With Covid studies, the quality of the evidence matters | David Spiegelhalter and Anthony Masters

In The Adventure of the copper beeches, the detective says, "Data! Data! Data! I cannot make bricks without clay. Recent claims of benefits from wearing masks and using ivermectin depended on low-quality clay.

It cannot make silk purses out of sows' ears, but it can pool the results from many studies. A recent British Medical Journal review looked at six studies and estimated a 53% reduction in risk. The smallest effect was a reduction in the number of infections. An analysis of US states00057-2/fulltext and a survey of about 8,000 Chinese adults in early 2020 were theaviest studies, but their editorial highlighted the risks of confounding variables and the impossibility of disentangling the effects of infections. This review found a similar reduction in hand washing.
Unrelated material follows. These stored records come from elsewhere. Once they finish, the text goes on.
PR #1059, opened 2020-12-16
Handle request=None in openapi schema generation

alikins:
No-Issue

### DIFF
--- a/pulpcore/openapi/__init__.py
+++ b/pulpcore/openapi/__init__.py
@@ -389,7 +389,7 @@ class PulpSchemaGenerator(SchemaGenerator):
                 continue
 
             # Removes html tags from OpenAPI schema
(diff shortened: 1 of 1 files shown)


pulpcore/openapi/__init__.py
```diff
@@ -389,7 +389,7 @@ def parse(self, request, public):
                 continue
 
             # Removes html tags from OpenAPI schema
-            if "include_html" not in request.query_params:
+            if request and "include_html" not in request.query_params:
```
mdellweg, line 392: As "include_html" needs to be added, i'd like this to default to strip the tags:
```suggestion
            if not (request or "include_html" in request.query_params):
```

mdellweg:
This has been solved in
https://github.com/pulp/pulpcore/pull/1065

PR #1061, opened 2020-12-21
User get_user_model in access_policy

mdellweg:
In order to support customized user models, the User model should be
determined with the get_user_model method.

[noissue]


mdellweg:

The estimated effect dissipated after removing studies with a high risk of bias.

It is difficult to imagine a randomized trial of the effects of mask-wearing. It should be easier to evaluate ivermectin, a cheap, anti-parasitic drug, which is heavily promoted as an overlooked treatment for Covid-19, if you look at these. A meta-analysis found that ivermectin reduced Covid-19 mortality by over 50%. There have been concerns over major errors and fraud in some analyses after a preprint server withdrew the largest study. After removing studies with a high risk of bias, the estimated mortality effect dissipated, so no firm conclusions can be drawn.

Huge effort has been put into scrutinising ivermectin research, even leading to an intriguing observation the drug appears to work in countries with a high prevalence of roundworm, whereas what is needed are the kind of good-quality studies that finally laid the claims about hydroxychloro Fortunately, these are under way.

The Winton Centre for Risk and Evidence Communication is chaired by David Spiegelhalter. The Royal Statistical Society has a statistical ambassador.